Protests in flood hit aread

Regime’s Suppression of Flood Protests Points to Fear of Widespread Rebellion

Protests in flood hit aread

Protests grows in flood-hit areas due to lack of aid and using mercenaries to disperse the people’s anger.

Protests have broken out in flood-stricken areas across Iran in response to the regime’s failure to provide assistance to its people during and after the deadly floods that affected 25 out of 31 of the nation’s provinces. The National Council of Resistance of Iran (NCRI) and the MEK have reported on protests in Ahvaz and Poldokhtar.

No Help from the Regime

The catastrophic floods washed through Iran over a sixteen-day period ending earlier this month, leaving a path of death and destruction in their wake. After the first wave of floods, people were left stranded on rooftops waiting for help that never came. As the second wave of floods approached, the regime refused to issue evacuations or create flood barriers. Before the third round of floods, regime officials called for evacuations, but people in affected areas were not told where or how to evacuate. Many residents of areas hit in the final wave of flooding were forced to flee to neighboring hilltops. Regime officials later blamed them for not evacuating to non-existing “safe areas.”

The people of Iran did their best to survive the floods and their aftermath without the assistance of the government. Residents of hard-hit areas created flood barriers by filling bags with sand and rice and sleeping on top of them. Iranian Arab women baked bread for people in need of food, and Iranian children trekked for hours through the mountains to deliver food and supplies to residents in villages where roads were completely blocked by floodwaters.


Mrs. Maryam Rajavi, President-elect of the NCRI, reiterated that the regime must make the facilities and equipment of the Revolutionary Guards (IRGC) available to the Iranian people to assist them in their time of need.


The regime has ignored these requests and has done little to address the needs of the people in recovering from the floods. Officials who made appearances for photo ops in heavily damaged areas after the floods were met by angry protesters who demanded that they provide assistance or go home. Public outrage grew against the IRGC for its abandonment of flood victims.

The regime responded to these calls for help by sending security forces to prevent protests and demonstrations. People who lost their homes and are still waiting for tents to sleep in have been greeted with armed military forces instead of housing or food. Meanwhile, the regime has refused to allow citizens to provide assistance to each other and has arrested a number of aid workers for helping those in need.

Protests in Flood-Stricken Areas

The Iranian regime’s attempts to suppress protests in order to protect itself from rebellion have backfired. Anger over the regime’s callous disregard for the welfare of its own people has led to a swell of protests. Outside of Ahvaz, Khuzestan Province, residents were heard protesting the presence of IRGC commander Mohammad Reza Naghdi. They chanted, “Get out! Ahvaz will remain free!”

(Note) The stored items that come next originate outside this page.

PR #4196, opened 2021-06-15
Clarify interpolate and regrid scheme use

lbdreyer:
Recently we had a user having trouble with regridding as they had not realised that they need to provide an _instance_ of the scheme, rather than just the class.

I.e. they did
`cube.regrid(target_grid, iris.analysis.Linear)`
rather than 
`cube.regrid(target_grid, iris.analysis.Linear())`

From the docs, we don't make it clear that we want an instance rather the class itself. And it's perfectly reasonable for a function to accept a class (and then under the hood, that function instantiates the class when/how it needs to)

I wondered if we should clarify this in the docs, specifically in the API docs (we already have examples of regrid/interpolate in the user guide).

In this PR I have proposed a simple addition for both the regrid and interpolate methods. However I note that the interpolate method includes an example and maybe it would be preferable to, instead, just include an example for the regrid?

### DIFF
--- a/lib/iris/cube.py
+++ b/lib/iris/cube.py
@@ -4450,7 +4450,7 @@ bound=(1994-12-01 00:00:00, 1998-12-01 00:00:00)
             dates or times may optionally be supplied as datetime.datetime or
             cftime.datetime instances.
         * scheme:
-            The type of interpolation to use to interpolate from this
+            An instance of the type of interpolation to use to interpolate from this
             :class:`~iris.cube.Cube` to the given sample points. The
             interpolation schemes currently available in Iris are:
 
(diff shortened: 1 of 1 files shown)


bjlittle:
@lbdreyer Let's align the doc-string for `regrid` to be the same as `interpolate`, that might certainly help.

Also, if you wanted, see how feasible it is to catch the case for both where the user passes in a class instead of an instance, and produces a helpful `TypeValue` traceback. What do you think?

pp-mo:
>  catch the case for both where the user passes in a class instead of an instance, 

Just for my little say on this...  I've long wished we did this, but it **_is_** still potentially confusing.
You can convert a class to an instance call, but you want to pass in the extra args/kwargs.  Not all aggregator classes can be created with no args, so there can be failures.  And **_when_** it fails, it's hard to ensure a sensible message.
So the result is, some cases now "just work", but the ones that don't may be more confusing than they were.
Unless you can see your way round these problems ??

bjlittle (approved):

PR #4198, opened 2021-06-15
Replace pyke nopyke

pp-mo:
## 🚀 Pull Request
Encompasses all of the work in #4170, but further changes now complete the **_removal_** of pyke, switch all loading to 'new' mechanisms, and simplify all the testing that used to perform new/old comparison testing.

I probably should have squashed the commits from #4170 , but instead I squashed what was formerly here to aid rebase/merge.

---


pp-mo:
Sorry, for clarity should be targetting the #4170 branch ... will replace ...

pp-mo:
Reopened because https://github.com/pp-mo/iris/pull/69 won't run tests.

lib/iris/tests/unit/fileformats/nc_load_rules/actions/test__grid_mappings.py
```diff
@@ -830,5 +830,32 @@ def test_aux_lat_rotated(self):
         self.check_result(result, xco_is_aux=True, xco_no_cs=True)
 
 
+class Test__nondimcoords(Mixin__grid_mapping, tests.IrisTest):
```
pp-mo, line 833: Note: this code was moved here unchanged from the former file 
`lib/iris/tests/unit/fileformats/nc_load_rules/actions/test__additional.py`, now removed

pp-mo:
Rebased, to see how it goes

pp-mo:
re-merged with auto commit from pre-commit.ci, and added small change to run local pre-commit process

? This seems to have been necessary to satisfy CI pre-commit  process after rebasing, as it won't apply automatic Black changes.
Or maybe it's because the black version updated ??

trexfeathers:
@pp-mo from what I can see it was isort changes that needed to be applied.

pp-mo:
> @trexfeathers from what I can see it was isort changes that needed to be applied.

Actually, the failing 'pre-commit' **_initially_** showed a merge-check failure.
But now it seems to be showing something different -- as you can see by navigating from the red cross.
Maybe it was due to change and I looked at it too soon (it had not finished all other tests).

I don't really understand why we seem to be doing this twice : once in the "pre-commit.ci" test, and once in the "black, flake8 and isort".  I thought one test had made the other obsolete ?
**Can you explain what this actually means @trexfeathers ?**

trexfeathers:
>I don't really understand why we seem to be doing this twice : once in the "pre-commit.ci" test, and once in the "black, flake8 and isort". I thought one test had made the other obsolete ?
>**Can you explain what this actually means @trexfeathers ?**

In short: no 😄. I actually raised the same question with @bjlittle earlier today.

bjlittle:
I'll take a look at this... the only advantage of doing it locally is that the round-trip time to detecting a failure and fixing it is shorter i.e., on your `git commit` you find a problem, rather than committing, pushing and waiting for the `pre-commit.ci` bot to barf

pp-mo:
Rebased.
next intending to merge these changes back into #4170 
See [comment there](https://github.com/SciTools/iris/pull/4170#issuecomment-866818189)

pp-mo:
> making developer git commits painful

nothing particularly to do with this PR.
But a key problem now is that nothing happens automatically when you rebase - e.g. [latest on #4170](https://results.pre-commit.ci/run/github/5312648/1624453411.1JvygVFiT9a0sYO5E9UnCw)
Which is one time I really **_did_** prefer to let the CI do the work.

pp-mo:
I have now merged this with #4170 
I had to squash the previous commits here, but it was not that complicated.
A certain amount of manual resolution was needed, in view of subsequent changes and additions on #4170 .
This should now work, but we'll see if tests pass ...

pp-mo:
Ooh. That's nasty.
The recently-added testcase for what happens if you have a variable with two hybrid coords is failing under py37 and ok under py38.
But it turns out there is an indeterminacy in the order in which it processes the coords, presumably down to the use of sets in `cf.py`.
So for me, it literally **_succeeds on some runs and fails on others_** ...
```
$ python -m unittest discover ./lib/iris/tests/unit/fileformats/nc_load_rules
..........................................F............................................................................................................./home/h05/itpp/git/iris/iris_main/lib/iris/fileformats/_nc_load_rules/helpers.py:643: UserWarning: Ignoring netCDF variable 'sound_frequency' invalid units '♫'
  warnings.warn(msg)
.....................................
FAIL: test_two_formulae (actions.test__hybrid_formulae.Test__formulae_tests)
  File "/net/home/h05/itpp/git/iris/iris_main/lib/iris/tests/unit/fileformats/nc_load_rules/actions/test__hybrid_formulae.py", line 239, in test_two_formulae
    formula_terms=["a", "b", "depth", "eta", "orog", "sigma"],
  File "/net/home/h05/itpp/git/iris/iris_main/lib/iris/tests/unit/fileformats/nc_load_rules/actions/test__hybrid_formulae.py", line 117, in check_result
    self.assertEqual(cube._formula_type_name, factory_type)
AssertionError: 'atmosphere_hybrid_height_coordinate' != 'ocean_sigma_coordinate'
- atmosphere_hybrid_height_coordinate
+ ocean_sigma_coordinate


Ran 189 tests in 2.954s

FAILED (failures=1)

$ python -m unittest discover ./lib/iris/tests/unit/fileformats/nc_load_rules
......................................................................................................................................................../home/h05/itpp/git/iris/iris_main/lib/iris/fileformats/_nc_load_rules/helpers.py:643: UserWarning: Ignoring netCDF variable 'sound_frequency' invalid units '♫'
  warnings.warn(msg)
.....................................
Ran 189 tests in 2.481s

OK
$ 
```

Ouch :scream:

pp-mo:
Nearly there. I'm just scanning what is introduced, and correcting some comments.

lib/iris/fileformats/netcdf.py
```diff
@@ -455,85 +429,78 @@ def __setstate__(self, state):
...
     for cf_name in cf_group.labels.keys():
-        engine.add_case_specific_fact(_PYKE_FACT_BASE, "label", (cf_name,))
+        engine.add_case_specific_fact("label", (cf_name,))
 
     # Assert facts for CF formula terms associated with the cf_group
     # of the CF data variable.
-    formula_root = set()
+
+    # Collect varnames of formula-root variables as we go.
+    # NOTE: use dictionary keys as an 'OrderedDict'
```
pp-mo, line 467:
```suggestion
    # NOTE: use dictionary keys as an 'OrderedSet'
```

The 'OrderedDict' is a real thing.
I **_meant_** to say 'OrderedSet' here, which is a missing concept.

lib/iris/tests/unit/fileformats/nc_load_rules/actions/__init__.py
```diff
@@ -0,0 +1,159 @@
...
+    checking.
+    Both '_make_testcase_cdl' and 'check_result' are not defined here :  They
+    are to be variously implemented by the inheritors.
+
+    """
+
+    # "global" test setting : whether to output various debug info
+    debug = False
+
+    # whether to perform action in both ways and compare results.
```
pp-mo, line 65:
```suggestion
```

Leftover : mistake !

lib/iris/tests/unit/fileformats/nc_load_rules/actions/__init__.py
```diff
@@ -0,0 +1,158 @@
...
+    are to be variously implemented by the inheritors.
+
+    """
+
+    # "global" test setting : whether to output various debug info
+    debug = False
+
+    @classmethod
+    def setUpClass(cls):
+        # # Control which testing method we are applying.
```
pp-mo, line 67:
```suggestion
```

Another obsolete comment line!

stephenworsley:
I suspect that the test currently failing is due to a failure elsewhere. The warning message causing a failure seems to be raised due to garbage collection of an Animation object (probably created during this test https://github.com/SciTools/iris/blob/9268ca9c70bd160c35c5099025d632ae33faf858/lib/iris/tests/experimental/test_animate.py#L54). I would imagine that the error can be considered unrelated and would go away after respinning the test, though it may be worth raising another issue to investigate the source.

lib/iris/tests/unit/fileformats/nc_load_rules/actions/__init__.py
```diff
@@ -0,0 +1,157 @@
...
+        # Simulate the inner part of the file reading process.
+        cf = CFReader(nc_path)
+        # Grab a data variable : FOR NOW always grab the 'phenom' variable.
+        cf_var = cf.cf_group.data_variables["phenom"]
+
+        engine = iris.fileformats.netcdf._actions_engine()
+
+        # If debug enabled, switch on the activation summary debug output.
+        # Use 'patch' so it is restored after the test.
+        self.patch("iris.fileformats.netcdf.DEBUG", self.debug)
```
stephenworsley, line 99: Where do we get `self.patch` from? Shouldn't the class have to derive from `tests.IrisTest` for this to work?

pp-mo: Yes : the 'mixin' is only finally actually called from a 'test' class, which **_does_** inherit 'IrisTest'.
So, it's the same inheritance which provides all the 'assertXXX' methods.
(e.g. [here](https://github.com/SciTools/iris/blob/97ca13a532340a540e55cae701b985d8f758241a/lib/iris/tests/unit/fileformats/nc_load_rules/actions/test__hybrid_formulae.py#L21).
You don't see that in this file, because it is all in the inheritors.

lib/iris/fileformats/netcdf.py
```diff
@@ -455,85 +429,78 @@ def __setstate__(self, state):
...
+    #   - see: https://stackoverflow.com/a/53657523/2615050
```
stephenworsley, line 468: Note: this trick only works in python 3.7 and up. We can use this because we are no longer supporting 3.6.

pp-mo:
Rebased again, but I had to force it to re-include the `requirements/ci/nox.lock` directory for some reason.  So the history may not  check out at all points now, but I think the result will be OK.

lib/iris/fileformats/netcdf.py
pp-mo: :+1:

pp-mo:
> Rebased again

I foolishly failed to include the small comment changes I made here in GitHub.
I will re-include those in a new commit, coming shortly ...

lib/iris/fileformats/_nc_load_rules/__init__.py
```diff
@@ -0,0 +1,16 @@
...
+# licensing details.
+"""
+Support for cube-specific CF-to-Iris translation operations.
+
+Interprets CF concepts identified by :mod:`iris.fileformats.cf` to add
+components into loaded cubes.
+
+For now : the API mimics :class:`pyke.knowledge_engine.engine`.
+As this is aiming to replace the old Pyke-based logic rules.
+TODO: simplify once the parallel operation with Pyke is no  longer required.
```
stephenworsley, line 14: Can we remove this line now that we've removed pyke?

pp-mo: Yes, will do 👍

lib/iris/fileformats/_nc_load_rules/actions.py
```diff
@@ -0,0 +1,557 @@
...
+    grid_mapping_facts = engine.fact_list("grid_mapping")
+    # For now, there should be at most *one* of these.
+    assert len(grid_mapping_facts) in (0, 1)
+    for grid_mapping_fact in grid_mapping_facts:
+        action_provides_grid_mapping(engine, grid_mapping_fact)
+
+    # identify + record aka "PROVIDE" specific named coordinates
+    # N.B. cf.py has identified that these are dim-coords, NOT aux-coords
+    # (which are recorded separately).
+    # TODO: can probably remove this step ??
```
stephenworsley, line 512: I'm assuming that the appropriate time to remove this step would be when simplifying the new behaviour as opposed to now when we are simply copying the behaviour.

pp-mo: Yes, I think so.
It is certainly now _possible_ to further simplify the operations, 
and especially to combine the 'provides-coordinate' and 'build-dimension-coordinate' routines.
But for the present I think it remains simpler+safer  to leave this all as it is, in case it may help us debug any unexpected user-reported cases where the new loading does not match the old.
While the overhead of understanding this code might still be a bit high, the practical inefficiency of it should be negligible.

lib/iris/fileformats/netcdf.py
```diff
@@ -581,29 +548,50 @@ def _get_cf_var_data(cf_var, filename):
...
     engine.reset()
 
-    # Initialise pyke engine rule processing hooks.
+    # Initialise engine rule processing hooks.
     engine.cf_var = cf_var
     engine.cube = cube
     engine.cube_parts = {}
     engine.requires = {}
-    engine.rule_triggered = set()
+    engine.rule_triggered = OrderedAddableList()  # set()
```
stephenworsley, line 583: This comment could be clearer, maybe "formerly set()".

lib/iris/tests/unit/fileformats/nc_load_rules/actions/__init__.py
```diff
@@ -0,0 +1,157 @@
...
+from iris.fileformats.netcdf import _load_cube
+
+"""
+Notes on testing method.
+
+IN cf : "def _load_cube(engine, cf, cf_var, filename)"
+WHERE:
+  - engine is a :class:`iris.fileformats._nc_load_rules.engine.Engine`
+  - cf is a CFReader
+  - cf_var is a CFDAtaVariable
```
stephenworsley, line 30: I think CFDAtaVariable should be CFDataVariable here.

lib/iris/fileformats/netcdf.py
pp-mo: :+1: 
I think it is explained in the definition of OrderedAddableList, 
so can I just remove the comment ?  I think it is probably just an editing leftover (reminder to self).

lib/iris/tests/unit/fileformats/nc_load_rules/actions/__init__.py
pp-mo: :+1:

lib/iris/tests/unit/fileformats/nc_load_rules/actions/test__grid_mappings.py
```diff
@@ -0,0 +1,884 @@
...
+        # Check with bad latitude units : 'degrees' in place of 'degrees_north'.
+        #
+        # Rules Triggered:
+        #     001 : fc_default
+        #     002 : fc_provides_grid_mapping_(latitude_longitude)
+        #     003 : fc_default_coordinate_(provide-phase)
+        #     004 : fc_provides_coordinate_(longitude)
+        #     005 : fc_build_coordinate_(miscellaneous)
+        #     006 : fc_build_coordinate_(longitude)
+        # Notes:
```
stephenworsley, line 408: Is there some logic to the way these notes are formatted? There seems to be some inconsistency with the indenting. Perhaps this is a bit nitpicky, but I think with the use of "=" as what I read as some kind of shorthand, keeping the formatting more consistent may improve readability. Also, what exactly does "=" mean here?

lib/iris/tests/unit/fileformats/nc_load_rules/actions/test__grid_mappings.py
```diff
@@ -0,0 +1,884 @@
...
+        # Rules Triggered:
+        #     001 : fc_default
+        #     002 : fc_provides_grid_mapping_(stereographic) --(FAILED check has_supported_stereographic_parameters)
+        #     003 : fc_provides_coordinate_(projection_y)
+        #     004 : fc_provides_coordinate_(projection_x)
+        #     005 : fc_build_coordinate_(projection_y)(FAILED projected coord with non-projected cs)
+        #     006 : fc_build_coordinate_(projection_x)(FAILED projected coord with non-projected cs)
+        # Notes:
+        #     as for 'mercator__fail_unsupported', above
+        #     = NO dim-coords built (cube has no coords)
```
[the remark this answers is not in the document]
pp-mo: In this case, it just meant "i.e.", or "by which I mean.."
I will try to make these clearer

stephenworsley:
Shouldn't this line be removed from setup.cfg? https://github.com/SciTools/iris/blob/af13e14e39a9851e50d54fa6835054357f00f42d/setup.cfg#L126

stephenworsley:
Also, shouldn't https://github.com/SciTools/iris/blob/9a064854b8b65aaa3a9f61944c9d80bf0d2c99ca/pyproject.toml#L35-L36 also be removed?

pp-mo:
> Shouldn't this line [[iris/setup.cfg:: 26]] be removed from setup.cfg?
> Also, shouldn't .. [[iris/pyproject.toml:: 35-36]] also be removed?

:+1:  Whoops.

I think missed these, because they don't mention Pyke directly.
I'll do another search + fix those things...

lib/iris/tests/unit/fileformats/nc_load_rules/actions/test__grid_mappings.py
pp-mo: Ok I will review all of these and try to make them consistent + clearer.

pp-mo:
Thanks @stephenworsley .
Hope I have now addressed all the outstanding comments.
Please re-review.

lib/iris/tests/unit/fileformats/nc_load_rules/actions/test__time_coords.py
```diff
@@ -359,31 +364,17 @@ def test_aux_not_in_phenom_coords(self):
...
-        # specific coord type, it makes no practical difference.
-        result = self.run_testcase(
-            coord_dim_name="dim_renamed",
-            dimname="dim_renamed",
-            in_phenomvar_coords=True,
-            units="1",
-        )
-        self.check_result(result, "aux")
-
-    def test_aux_no_coordsref(self):
```
pp-mo: NOTE: removed this testcase, as it seems to be a mistaken leftover -- identical to the previous one. 
From the name, the intended testcase was probably the same as the existing `test_aux_not_in_phenom_coords`.

lib/iris/tests/unit/fileformats/nc_load_rules/actions/test__time_coords.py
```diff
@@ -359,31 +364,17 @@ def test_aux_not_in_phenom_coords(self):
...
-        # The coord variable is identified as a CFAuxiliaryCoordinate by cf.py,
-        # but having the wrong units causes it to fail the 'is_time' or
-        # 'is_period' test.
+        # We provide a non-dimension coord variable, identified as a
+        # CFAuxiliaryCoordinate by cf.py, but we also give it the wrong units,
+        # which causes it to fail both 'is_time' and 'is_period' tests, so the
+        # 'provides_coord' rule fails to trigger.
```
stephenworsley, line 370: Is it still true that the 'provides_cord' rule fails to trigger? My understanging is that this used to be the case, but we now handle everything with `action_provides_coordinate` which now "triggers" in a similar way to the other cases.

Also, I'm not sure how clear/accurate it is to describe the units as "wrong", it seems to me that they are simply generic and do not trigger a special rule, unless they contradict some other part of the file that I'm not aware of

pp-mo: :+1: yes. good spot.  My logic is wrong, or at least the explanation of how it translates is incorrect.
Will fix !

lib/iris/tests/unit/fileformats/nc_load_rules/actions/test__grid_mappings.py
```diff
@@ -0,0 +1,905 @@
...
+        # Rules Triggered:
+        #     001 : fc_default
+        #     002 : fc_provides_grid_mapping_(albers_conical_equal_area)
+        #     003 : fc_provides_coordinate_(rotated_latitude)
+        #     004 : fc_provides_coordinate_(rotated_longitude)
+        #     005 : fc_build_coordinate_(rotated_latitude)(rotated no-cs : discarded projected cs)
+        #     006 : fc_build_coordinate_(rotated_longitude)(rotated no-cs : discarded projected cs)
+        # Notes:
+        #     * coords built : rotated-lat + lon, with no coord-system (see above)
+        # TODO: should this change ??
```
stephenworsley, line 697: This TODO: could be made clearer.

lib/iris/tests/unit/fileformats/nc_load_rules/actions/test__time_coords.py
```diff
@@ -0,0 +1,459 @@
...
+        #     003 : fc_build_coordinate_(time[[_period]])
+        msg = "Failed to create.* dimension coordinate"
+        result = self.run_testcase(values_all_zero=True, warning=msg)
+        self.check_result(result, "aux")
+
+    def test_dim_fails_typeident(self):
+        # The coord variable is identified as a CFDimensionCoordinate by cf.py,
+        # but having the wrong units causes it to fail the 'is_time' or
+        # 'is_period' test, so the 'provides_coord' rule fails to trigger.
+        # So it is built as a 'miscellaneous' dim-coord.
```
stephenworsley, line 323: This comment should probably be updated also to match the changes in `test_aux_fails_typeident`.

pp-mo:
Some further small changes, as requested.
Thanks for your conscientious application + patience  @stephenworsley !

stephenworsley (approved):
I think this looks good now, all my comments have been addressed and I'd be happy with merging this now.

PR #4207, opened 2021-06-23
Update cf_units pin

lbdreyer:
Related to [this change](https://github.com/conda-forge/iris-feedstock/pull/67) to the iris conda-forge recipe.

I have updated the pin for cf_units. Note there is no change to setup.cfg as that only exists on the main branch.

I had considered waiting for the mergeback then doing it on main, but as we are now planning a 3.0.3 release it makes sense to just put it here

### DIFF
--- a/requirements/ci/py36.yml
+++ b/requirements/ci/py36.yml
@@ -12,7 +12,7 @@ dependencies:
 
 # Core dependencies.
   - cartopy>=0.18
-  - cf-units>=2
+  - cf-units>=2.1.5
   - cftime<1.3.0
   - dask>=2
   - matplotlib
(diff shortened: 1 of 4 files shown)


bjlittle:
@lbdreyer We might hang fire on this PR, and wait for the latest release of `cf-units`, which means that the minimum pin is on `cftime>=1.5`

See https://github.com/SciTools/nc-time-axis/issues/71

bjlittle (changes requested):
@lbdreyer We need to wait to make the minimum pin `cftime>=1.5`

bjlittle:
Replaced by #4222

lbdreyer:
Closed, superceded by #4222

PR #4208, opened 2021-06-23
optimise pre-commit

bjlittle:
### Description
This PR plays to the strengths of `pre-commit` and filters files at the right level before running the hooks.

This configuration works for local developer commits on only the files that have changed (optimisation), and for `cirrus-ci` when `pre-commit` hooks are run against all files. In addition, the behaviour of the tools which the hooks call still honour their specific configuration.

This undoes a major regression introduced in #4181. Oops :blush: 

---

### DIFF
--- a/.pre-commit-config.yaml
+++ b/.pre-commit-config.yaml
@@ -1,8 +1,18 @@
 # See https://pre-commit.com for more information
 # See https://pre-commit.com/hooks.html for more hooks
+
+files: |
+    (?x)(
+        noxfile\.py|
+        setup\.py|
+        docs\/.+\.py|
+        lib\/.+\.py
+    )
+minimum_pre_commit_version: 1.21.0
+
 repos:
 -   repo: https://github.com/pre-commit/pre-commit-hooks
-    rev: "v4.0.1"
+    rev: v4.0.1
     hooks:
         # Prevent giant files from being committed.
     -   id: check-added-large-files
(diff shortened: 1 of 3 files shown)


pyproject.toml
```diff
@@ -13,34 +13,18 @@ build-backend = "setuptools.build_meta"
 line-length = 79
 target-version = ['py37', 'py38']
 include = '\.pyi?$'
-exclude = '''
```
pp-mo, line 16: Unfortunately, whereas the pre-commit part makes sense to me,
I just don't feel anyway competent to judge on this bit.

Could we have avoided changes to pyproject.toml + done those separately (cos then I might merge) ?

.pre-commit-config.yaml
```diff
@@ -1,8 +1,18 @@
 # See https://pre-commit.com for more information
 # See https://pre-commit.com/hooks.html for more hooks
+
+files: |
```
pp-mo, line 4: I guess this is the key part, but I'm shaky what this actually means ...
Does it somehow get "passed down" to configure the scope of the individual checking tasks,
or does it just configure what triggers the checks ?

If the latter, then I think we need more context-limitation.
I am finding that the presence of a .nox directory makes black take forever, so some excludes are needed.

pyproject.toml
bjlittle: This part is actually redundant.

Note the change in directive from `exclude` to `extend-exclude`. We're now getting a lot for free, whereas before we were being unnecessarily explicit.

.pre-commit-config.yaml
bjlittle: This took me a while to figure out from reading the `pre-commit` docs and sifting through their banked issues.

But essentially, yes, now `pre-commit` can filter files globally prior passing them to hooks. This is exactly the level of control that we need i.e., filter the changed files that we care about, rather than checking everything.

`black` is slightly different, but I've fixed the `.nox` issue by using `extend-exclude` rather than `exclude` in the `pyproject.toml` file... and `black` by default ignores `.nox` directories. Win.

pp-mo (approved):
Ok, I think  I get this now.
And I can confirm that the speedup seems to be working for me, including ignoring the nox directories, which before it was also not doing.

trexfeathers:
Nice work @bjlittle !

Last week, a protest took place in western Ahvaz. Residents in the flood-ravaged area criticized the regime for its failure to construct flood barriers and evacuate marshes before the floods.

The regime has expressed concern that the current protests will lead to a widespread rebellion. The mullahs have been unable to suppress anti-regime protests since the nationwide uprisings in late 2017, and the MEK has grown in influence inside Iran since then. Under the MEK’s leadership, the Iranian Resistance has become larger and more organized, and the threat of regime change has become very real to the mullahs. Decades of oppression and snowballing economic crises have led to growing dissatisfaction with the ruling regime. The government’s colossal failure to provide basic aid to its citizens or show a modicum of compassion after the recent catastrophic floods could easily be the final straw for the Iranian people.